Empresário foi indiciado por estelionato, organização criminosa, crime contra saúde pública e falsidade ideológica

Abilio Diniz mic
(Nacho Doce/Reuters)

Com relação ao seu indiciamento pela Polícia Federal nos autos da Operação Trapaça por estelionato, organização criminosa, crime contra saúde pública e falsidade ideológica, o empresário Abilio Diniz divulgou nota em que diz não ter cometido nenhuma irregularidade como presidente do Conselho de Administração da BRF.

Segundo ele, "no relatório apresentado pela Polícia Federal não existem elementos que demonstrem irregularidades cometidas por Abilio Diniz". Ele diz que "é importante ressaltar que o indiciamento não indica culpa, mas apenas que a autoridade policial considera haver indícios de atos ilícitos, o que será apreciado ainda pelo Ministério Público".

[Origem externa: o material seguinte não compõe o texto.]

PR #2875, opened 2019-10-13
Set stencil buffer to 1

kchibisov:
It was discovered that on some GPUs (Rx 570 + amdgpu driver) this leads to artifacts during startup on X11.

The bug is presented with or without compositor running.

video
https://www.dropbox.com/s/5xcni3cs6p263lc/revert.mkv?dl=0

This reverts commit 3475e449870b382cda4ea6d48f980577cd8c929e.

cc @Jasu

P.s.
I've initially tested only my Wayland system, which is absolutely fine with this changes, however X11 don't like it at all.

### DIFF
--- a/CHANGELOG.md
+++ b/CHANGELOG.md
@@ -68,7 +68,7 @@ and this project adheres to [Semantic Versioning](https://semver.org/spec/v2.0.0
 - Crash when resuming after suspension
 - Crash when trying to start on X11 with a Wayland compositor running
 - Crash with a virtual display connected on X11
-- GPU memory usage has been decreased by disabling allocation of depth and stencil buffers
+- GPU memory usage has been decreased by disabling allocation of depth
 
 ### Removed
 
--- a/alacritty/src/window.rs
+++ b/alacritty/src/window.rs
@@ -118,7 +118,7 @@ fn create_gl_window(
         .with_srgb(srgb)
         .with_vsync(true)
         .with_depth_buffer(0)
-        .with_stencil_buffer(0)
+        .with_stencil_buffer(1)
         .with_hardware_acceleration(None)
         .build_windowed(window, event_loop)?;
 


chrisduerr:
> however X11 don't like it at all

I'm running X11 and it doesn't cause any problems.

Which compositor are you running? Also can you fix this by just setting them to `1`, or any value smaller than the defaults? Maybe there's a middle ground.

kchibisov:
@chrisduerr compton + awesome

kchibisov:
Hm, setting both to `1` also fixes. Let me try to tweak driver settings, I think it's a driver + GPU problem, since radeonsi doesn't zero something.

kchibisov:
Tweaking driver also works, however the content flickers on opening, however no artifacts during it.

chrisduerr:
Yeah I just tested again on i3+compton+amdgpu and it works just fine. But if setting both to `1` fixes it, that might be sufficient. I'm not sure if we should expect driver tweaks from users.

Could you try just setting the depth buffer to `1` with the stencil buffer at `0`? Or the other way around, though I'd expect this to be due to the depth buffer.

kchibisov:
stencil - 1 depth - 0 - fine, vise-verse - not fine

chrisduerr:
I guess I understand the issue even less than expected, but if stencil 1 and depth 0 works, that's probably what we should go for since it's the minimal memory allocation without any issues.

I'd like to hold back and see if @Jasu has any further comments though.

kchibisov:
Very strange X11 thing, though I've already seen similar glitches from this GPU under i3 earlier (like 6 month ago), however this one seems like our + GPU fault, since I can control these artifacts by changing stencil buffer.

Jasu:
I think that setting stencil buffer to 1 effectively reverts the whole thing (at least on my machine), so it's better to just revert the whole change until I or someone can figure it out.

When you set stencil buffer to 1, it tells GLX to find a matching visual that has at least 1 bit of stencil buffer support.

However, it seems that all visuals (at least on i915) either have 8 bit stencil + 24 bit depth or 0 bits of both:

```
glxinfo -t
...
94 GLX Visuals
Vis   Vis   Visual Trans  buff lev render DB ste  r   g   b   a      s  aux dep ste  accum buffer   MS   MS
 ID  Depth   Type  parent size el   type     reo sz  sz  sz  sz flt rgb buf th  ncl  r   g   b   a  num bufs caveats
--------------------------------------------------------------------------------------------------------------------
0x 20 24 TrueColor    0     32  0  rgba   1   0   8   8   8   8  .   .   0   24  8   0   0   0   0   0   0   None
0x 21 24 DirectColor  0     32  0  rgba   1   0   8   8   8   8  .   .   0   24  8   0   0   0   0   0   0   None
0x142 24 TrueColor    0     32  0  rgba   1   0   8   8   8   8  .   .   0    0  0   0   0   0   0   0   0   None
0x143 24 TrueColor    0     32  0  rgba   0   0   8   8   8   8  .   .   0    0  0   0   0   0   0   0   0   None
0x144 24 TrueColor    0     32  0  rgba   0   0   8   8   8   8  .   .   0   24  8   0   0   0   0   0   0   None
0x145 24 TrueColor    0     24  0  rgba   1   0   8   8   8   0  .   .   0    0  0   0   0   0   0   0   0   None
0x146 24 TrueColor    0     24  0  rgba   0   0   8   8   8   0  .   .   0    0  0   0   0   0   0   0   0   None
0x147 24 TrueColor    0     24  0  rgba   1   0   8   8   8   0  .   .   0   24  8   0   0   0   0   0   0   None
0x148 24 TrueColor    0     24  0  rgba   0   0   8   8   8   0  .   .   0   24  8   0   0   0   0   0   0   None
0x149 24 TrueColor    0     32  0  rgba   1   0   8   8   8   8  .   s   0    0  0   0   0   0   0   0   0   None
0x14a 24 TrueColor    0     32  0  rgba   0   0   8   8   8   8  .   s   0    0  0   0   0   0   0   0   0   None
0x14b 24 TrueColor    0     32  0  rgba   1   0   8   8   8   8  .   s   0   24  8   0   0   0   0   0   0   None
0x14c 24 TrueColor    0     32  0  rgba   0   0   8   8   8   8  .   s   0   24  8   0   0   0   0   0   0   None
... list goes on, with similar depth / stencil values.
```

Jasu:
@kchibisov Which driver setting helped with the issue? And what's your Compton version and configuration?

My desktop has RX580, so I might be able to reproduce this.

kchibisov:
@Jasu `Zero all vram allocations` and `Force uninitialized variables to default zero`. However it still flickers on opening with both of them, just **no** artifacts.

kchibisov:
compton v7.4  with `--experimental-backends`
```
backend              = "glx";
vsync                = true;
glx-no-stencil       = true;
glx-no-rebind-pixmap = true;
unredir-if-possible = true;

no-fading-openclose = true;
# Shadow
shadow = true;
shadow-radius = 10;
shadow-offset-x = -5;
shadow-offset-y = -0;
shadow-opacity = 0.7

wintypes:
{
  dock = { shadow = false; focus = false; redir-ignore = true; };
  dnd = { shadow = false; };
};

mark-wmwin-focused = true;
detect-client-opacity = true;
detect-client-leader = true;
detect-transient = true;
```

The artifacts *are* presented even without compton.

kchibisov:
@Jasu I can just revert only stencil change and keep `with_depth_buffer(0)`, since the last one doesn't do anything bad for me.

Jasu:
Thanks!

I noticed that Alacritty initialization does this:

```rust
        // Clear screen
        let background_color = config.colors.primary.background;
        renderer.with_api(&config, &size_info, |api| {
            api.clear(background_color);
        });

        // We should call `clear` when window is offscreen, so when `window.show()` happens it
        // would be with background color instead of uninitialized surface.
        window.swap_buffers();
```

There is no call to `glFinish` between the clear and buffer swap. `glutin` does not do that internally, and `with_api` wrapper does not do that either. So basically the first clear likely reaches the server after the buffer swap. This is only conjecture, since I don't have a chance to test anything until later.

kchibisov:
@jasu one more additional note, that these artifacts are presented during runtime too, they appear when I'm switching workspace in awesome.

Speaking about clear call, you're probably right that there's a timing issue. I'll try to take a look at this myself, however I don't think that this should change much.

kchibisov:
fwiw, this patch doesn't do anything, however I'm not super familiar with OpenGL, so leaving it up to you for now.
```
diff --git a/alacritty_terminal/src/renderer/mod.rs b/alacritty_terminal/src/renderer/mod.rs
index 51c0d0f..a2f1c94 100644
--- a/alacritty_terminal/src/renderer/mod.rs
+++ b/alacritty_terminal/src/renderer/mod.rs
@@ -927,6 +927,7 @@ impl<'a, C> RenderApi<'a, C> {
                 alpha,
             );
             gl::Clear(gl::COLOR_BUFFER_BIT);
+            gl::Finish();
         }
     }
```

Jasu:
If I would have been right, that should have fixed the initial glitch. So back to the drawing board, I guess.

Jasu:
I misunderstood `glXSwapBuffers`. It executs an implicit `glFinish`, so that cannot be the issue here.

chrisduerr:
> it seems that all visuals (at least on i915) either have 8 bit stencil + 24 bit depth or 0 bits of both

This was kinda my suspicion, since stencil and depth buffers are shared and 8 + 24 are the default, so a minimum size is not unlikely for various reasons (might just align to 32 either way or something like that).

@Jasu did you run into any concrete issues, or were you just concerned about keeping the memory usage minimal? If I recall your benchmarks correctly, the memory in use was significant enough to where it might impact other GPU heavy applications like video games.

@kchibisov You said that you get the issue when swapping workspaces in awesome and when launching. You've also mentioned you get the same issue with compton+i3 when launching. Do you also get this issue when swapping workspaces on i3?

kchibisov:
@chrisduerr i3 bug is different and its i3 fault, since they don't zero something (it also related to border in i3). I can't repro it anymore, I guess, since someone added a workaround in mesa, driver, whatever.

However our bug is presented in i3 and I still can control it with stencil buffer.

chrisduerr:
Gotcha. I think the following order of operation might be best then:
 - Revert original PR (preferably with `git revert` for uniform message)
 - Open issue to track the potential improvement and further research into this topic

As far as I'm concerned, reverting this isn't super high priority since the bug isn't that bad, but unless someone has a clear idea of what we could try to fix this, it's probably going to take a while and I'd rather not keep a PR open for that (tracking in an issue is usually easier).

Jasu:
@chrisduerr I think the amount of memory used is small enough as not to affect other applications *that* much. What I was actually hoping to achieve was that when GPU memory is swapped and the system performance is swap-bound, there is less pages to swap back for Alacritty.

@kchibisov I managed to replicate the issue on my desktop - not as dramatically as your video shows though, the garbage on the screen only persist for some milliseconds. I suspect that it's 
not as dramatic on my machine because I run i3 and it resizes the window right away, so the effect goes away fairly quickly.

Jasu:
@chrisduerr I replicated this, I'll let you know in a few hours if I can figure this out and a revert won't be needed.

chrisduerr:
> not as dramatically as your video shows though

The lower video framerate might also extend the visibility of the garbage frames by a bit, so that could be another factor.

> I replicated this, I'll let you know in a few hours if I can figure this out and a revert won't be needed.

Thanks for looking into this, but no rush. I'm fine with keeping things open as long as someone is actively working on it. Just don't want this sitting around for weeks, a couple days is no problem.

kchibisov:
@chrisduerr We don't need a full revert here, just a stencil buffer one. The bug is bad, since it's for all amdgpu users with Rx 500+ cards on X11, I guess. However it's fine to keep it around before 0.3.4 (it should be fixed before 0.3.4 other with partial revert or other update).

@Jasu I've also noticed that with i3 its less noticeable, however I also use a 4k screen, so it also matters here, I guess(larger grid).

chrisduerr:
> We don't need a full revert here, just a stencil buffer one

As @Jasu has pointed out, it makes no difference if we completely revert it or just revert the stencil buffer. I've said the bug isn't that bad since it's "just" some graphical glitches at startup, nothing that permanently affects the terminal session.

Jasu:
@kchibisov @chrisduerr I'm quite busy this week, so if I can't figure this out now, a revert will definitely be in place. 

I think that we should do a full revert, since only setting the stencil buffer doesn't seem to be usually possible (my Radeon doesn't support stencil without depth either). So a partial revert could trigger some corner cases if some GL implementation says "OK, whatever you say boss" and then does something completely unexpected.

kchibisov:
>  "just" some graphical glitches at startup

And runtime (workspace switch in i3/awesome) *

kchibisov:
> I'm quite busy this week, so if I can't figure this out now, a revert will definitely be in place.

@Jasu no worries here, we can always revert right before `v0.3.4` release. I'm not directly affected, since I'm using Wayland most of the time.

Jasu:
Sorry, I'll have to give up for today (and probably for a while.)

I'm guessing that this is because the framebuffer visual is different from the root visual or the original window's visual, so Mesa or X cannot reuse or initialize the previous buffer when resizing. I get the same behavior when setting e.g. `with_srgb(true)` instead of `with_depth_buffer` and `with_stencil_buffer`.

chrisduerr:
Created tracking issue https://github.com/jwilm/alacritty/issues/2881.

PR to revert https://github.com/jwilm/alacritty/pull/2882.

PR #2883, opened 2019-10-16
Bump winit version

kchibisov:
Fixes cursor icon managing with hide_when_typing: true on Wayland


kchibisov:
yes, cursor changing on Wayland was not even implemented before evlp2, this one just fixes a wrong new behavior.

PR #2888, opened 2019-10-17
Fix cases where config's "window" is not defined

### LINKED ISSUE #2887: gnome thumbnails in the app switcher are broken

Fedora 30 using Gnome

> If on linux, are you using X11 or Wayland?

X11

Since commit 401c2aab964b60e8c3b072e5098ba8e366d04944 thumbnails in the Gnome app switcher are broken.

It's easier to describe the problem with screenshots.

Here's what I get when using Alt-Tab, then moving over Alacritty and using the arrow to move down (or using the "Switch applications" shortcut)  with commit 3475e449870b382cda4ea6d48f980577cd8c929e:

alacritty_ok

and here's what I get with the same process as described above, since commit 401c2aab964b60e8c3b072e5098ba8e366d04944:

alacritty_bad

the thumbnails are missing for some reason.

Additional information:

* the configuration file doesn't change
* the desktop file doesn't change

Let me know if you have any question.

DSpeckhals:
In the config, if `window` is undefined, the derived `Default` for the String `title` is used, which is an empty String. This was unintended, and causes issues in gnome-shell (e.g. in the alt-tab dialog) when the window title is an empty string.

This commit adds a manually implemented default for the `WindowConfig`, it's the same as the derived `Default`, except for the `title`, which will now always be "Alacritty" as originally intended.

Fixes #2887

### DIFF
--- a/alacritty_terminal/src/config/window.rs
+++ b/alacritty_terminal/src/config/window.rs
@@ -9,7 +9,7 @@ use crate::index::{Column, Line};
 pub const DEFAULT_NAME: &str = "Alacritty";
 
 #[serde(default)]
-#[derive(Deserialize, Debug, Clone, Default, PartialEq, Eq)]
+#[derive(Deserialize, Debug, Clone, PartialEq, Eq)]
 pub struct WindowConfig {
     /// Initial dimensions
     #[serde(deserialize_with = "failure_default")]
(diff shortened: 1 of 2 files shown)


alacritty_terminal/src/config/window.rs
```diff
@@ -69,6 +69,24 @@ impl WindowConfig {
...
+impl Default for WindowConfig {
+    fn default() -> WindowConfig {
+        WindowConfig {
+            dimensions: Default::default(),
+            position: Default::default(),
+            padding: Default::default(),
+            decorations: Default::default(),
+            dynamic_padding: Default::default(),
+            startup_mode: Default::default(),
+            title: DEFAULT_NAME.into(),
```
chrisduerr: We should probably call the `default_title` function here for consistency.

DSpeckhals: Yeah, I was going back and forth on that one. I'll change it.

alacritty_terminal/src/config/window.rs
```diff
@@ -69,6 +69,24 @@ impl WindowConfig {
...
+impl Default for WindowConfig {
+    fn default() -> WindowConfig {
+        WindowConfig {
+            dimensions: Default::default(),
+            position: Default::default(),
+            padding: Default::default(),
+            decorations: Default::default(),
+            dynamic_padding: Default::default(),
+            startup_mode: Default::default(),
+            title: default_title(),
```
chrisduerr: Forgot to mention that in the last review, but would you mind moving this to the bottom? I think that would make it stand out a little more with all these `Default::default()`s. Top would work too I guess.

DSpeckhals: Done.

Outros 42 investigados também foram indiciados pela PF,entre eles o ex-diretor-presidente global da BRF Pedro Faria.

O advogado Aloisio Medeiros, que defende Pedro Faria, diz em nota que "a respeito do relatório divulgado pela Polícia Federal no dia 15 de outubro de 2018, o senhor Pedro de Andrade Faria esclarece que jamais houve qualquer determinação da diretoria do Grupo BRF, muito menos de Pedro Faria, no sentido de acobertar quaisquer eventuais desconformidades relativas ao processo produtivo da companhia".

Ao contrário, ele sustenta, durante a administração de Pedro de Faria a empresa não poupou esforços e recursos para dotar as suas unidades dos mais modernos sistemas de controle sanitário de seus produtos".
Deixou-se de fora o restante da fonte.